They will claim that it was precisely because of their execution of the pandemic plan that it was not a critical and widespread calamity. Of course to do that, they will have to completely ignore the fact that by the time they got the vaccination rolled out, the season had already peaked. They will also have to ignore the fact that despite the media hysteria and the Public Health Agency of Canada’s (PHAC) massive advertising campaign that fewer than 45% of Canadians have lined up to get their shot (according to PHAC’s own stats as of Jan 6).

And finally, they will have to ignore that the bottom line is this strain of flu was never the threat they made it out to be. In total, through two waves of swine flu, there have been less than 3,000 deaths worldwide. That is fewer than Canada alone experiences every year from the everyday ordinary seasonal flu. And most nations did not have nearly the comprehensive vaccination program we did.

Neverthless, David Butler-Jones, Canada’s top doc, continues to throw good money after bad by flogging the vaccine on TV commericals instead of coming clean and apologizing for the fiasco. This is not my first quibble with Dr. Butler-Jones. As keynote speaker at a media awards ceremony I attended in 2008, he had the nerve to suggest journalists were partners in getting the Health Canada message out. We are not partners with any organization to promote its message.
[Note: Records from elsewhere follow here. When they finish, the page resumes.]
PR #464, opened 2019-11-03
Dev/tlv parser hierarchy

tomereli:


framework/tlvf/src/include/tlvf/CmduMessage.h
```diff
@@ -59,6 +59,15 @@ class CmduMessage {
         return std::dynamic_pointer_cast<T>(getClass(idx));
     }
 
+    template <class T> std::shared_ptr<T> getClass() const
+    {
+        for (size_t idx = 0; idx < getClassCount(); idx++) {
+            if (auto c = getClass<T>(idx))
```
arnout, line 65: I think it makes very little sense to go through `getClass<T>` which itself goes through the BaseClass version of the function. IMO it is a lot easier to understand what's happening here if you expand it:

```
    for (auto it& : m_class_vector) {
        if (auto c = std::dynamic_pointer_cast<T>(it))
```

Note however that this change has already been committed to master in 9c7b8fb2a68 as part of #458, without my approval :-P

framework/tlvf/AutoGenerated/src/CmduMessageRx.cpp
```diff
@@ -34,12 +73,174 @@ CmduMessageRx::~CmduMessageRx()
...
+struct Tlv {
+    protected:
+        uint8_t tlvType;
+        uint16_t tlvLength;
+
+    public:
+        uint8_t type() { return tlvType; }
+        Tlv *next() { return (Tlv *)((uint8_t *)this + size()); }
+        uint8_t *data() { return (uint8_t *)this + sizeof(Tlv); }
+        size_t size() { return sizeof(Tlv) + ntohs(tlvLength); }
```
arnout: Due to the swapping that is done, the ntohs here is dangerous...

framework/tlvf/src/include/tlvf/CmduParser.h
```diff
@@ -0,0 +1,35 @@
...
+#include <memory>
+#include <BaseClass.h>
+
+namespace ieee1905_1 {
+    class CmduParser
+    {
+    private:
+    public:
+CmduParser();
+    virtual std::shared_ptr<BaseClass> Parse(CmduMessageRx &cmdu_rx)=0;
```
arnout, line 20: I don't think we have any function anywhere that is using upper camel case. In other words, it should be called parse in lowercase.

framework/tlvf/src/include/tlvf/CmduParser.h
```diff
@@ -0,0 +1,35 @@
...
+ * See LICENSE file for more details.
+ */
+#ifndef _CmduParser_H_
+#define _CmduParser_H_
+
+#include <memory>
+#include <BaseClass.h>
+
+namespace ieee1905_1 {
+    class CmduParser
```
arnout, line 15: Formatting is all wrong, please use clang-format on it (clang-format.sh skips it so it has to be done manually).

framework/tlvf/src/include/tlvf/CmduParser.h
```diff
@@ -0,0 +1,35 @@
...
+    {
+    private:
+    public:
+CmduParser();
+    virtual std::shared_ptr<BaseClass> Parse(CmduMessageRx &cmdu_rx)=0;
+        // CmduParser(/* args */);
```
arnout, line 21: Please don't include any commented out code.

framework/tlvf/src/include/tlvf/CmduParser.h
```diff
@@ -0,0 +1,35 @@
+/* SPDX-License-Identifier: BSD-2-Clause-Patent
+ *
+ * Copyright (c) 2016-2019 Intel Corporation
+ *
+ * This code is subject to the terms of the BSD+Patent license.
+ * See LICENSE file for more details.
+ */
+#ifndef _CmduParser_H_
```
arnout, line 8: I'm not sure if CmduParser is the right name. It is not just for CMDUs, it's for any type,length,value-structured sequence.

So I'd rather call it TLVListParser, and also create a TLVList class (from which CmduMessage derives) to collect all the functions that manipulate lists of TLVs.

framework/tlvf/src/include/tlvf/TlvMapParser.h
```diff
@@ -0,0 +1,25 @@
...
+namespace ieee1905_1 {
+
+class TlvMapParser : public CmduParser {
+public:
+    TlvMapParser();
+    std::shared_ptr<BaseClass> Parse(CmduMessageRx &cmdu_rx);
+
+};
+};
+#endif //_TlvMapParser_H_
```
arnout, line 25: Missing newline at EOF

framework/tlvf/src/include/tlvf/CmduParser.h
```diff
@@ -0,0 +1,35 @@
+/* SPDX-License-Identifier: BSD-2-Clause-Patent
+ *
+ * Copyright (c) 2016-2019 Intel Corporation
```
arnout, line 3: 2019 only.

framework/tlvf/src/include/tlvf/TlvMapParser.cpp
```diff
@@ -0,0 +1,171 @@
+/* SPDX-License-Identifier: BSD-2-Clause-Patent
+ *
+ * Copyright (c) 2016-2019 Intel Corporation
```
arnout, line 3: 2019 only.

framework/tlvf/src/src/CmduMessageRx.cpp
```diff
@@ -227,8 +227,12 @@ bool CmduMessageRx::parse(uint8_t *buff, size_t buff_len, bool swap_needed, bool
...
     if (!parse_tlvs)
         return true;
-
-    while (auto tlv = parseNextTlv()) {
+    //need to beter classify message types in order to fit them into dictionary values,
+    //currently -1 is the default TlvMapParser.
+    //for example 4 is for vendor specific messages.
+    int msgtype = -1;
+    CmduParser* parser = (parsers[msgtype]).get();
+    while (std::shared_ptr<BaseClass> tlv = parser->Parse(*this)){
```
arnout, line 235: I'm probably missing something major here, but why do we need a dynamic list of parsers?

The only tricky one is the M1/M2 distinction. But that's actually easy: we can add a single tlvWSC that only has fields type, length and value. Then it's up to the caller to cast it to M1 or M2 as appropriate.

We are, or at least we are supposed to be, an objective lens through which the public can draw its own conclusions.

Neverthless, the doc got his wish in the early days of the vaccination program as virtually every news organization in the country blanketed their respective mediums with wall-to-wall coverage without much investigation of whether it was a significant threat or not.

It is kind of a sad reflection on the credibility of both PHAC and the media that less than half the population bought the hype.

What we did buy, without our consent, was a program MacLeans Magazine estimates will have cost us more than $2 billion by the time the dust settles.

Some people have suggested to me that even if the program saved a handful of lives (which it undoubtedly did) it has been worth it. That is a really nice sentiment, but it flies in the face of our reality, doesn’t it? If that were the case, why do we not invest more heavily in seasonal flu prevention, poverty reduction, drug and alcohol rehabilitation, cancer research, or traffic safety to name just a few things that claim many more lives than swine flu ever will.

And how many lives were lost because, for a couple of months, other aspects of the health system ground to a virtual standstill to accommodate flu clinics? We will probably never know.

What does swine flu have that these others do not? Aside from a scary name (I have to wonder whether any of this would have happened if we called it Teddy Bear Flu), it has not been normalized. We simply accept there will be a certain number of casualties from these other causes.

And now that we have cried wolf and blown the budget, what if something really nasty comes along? Will we be able to mount another response like this and will people take it seriously? Somehow, I doubt it.

***************

Today I want to add a new feature to Blogging at the Big Dog. It will be my pet peeves section. It won’t be a daily feature, but I will add them as they strike me.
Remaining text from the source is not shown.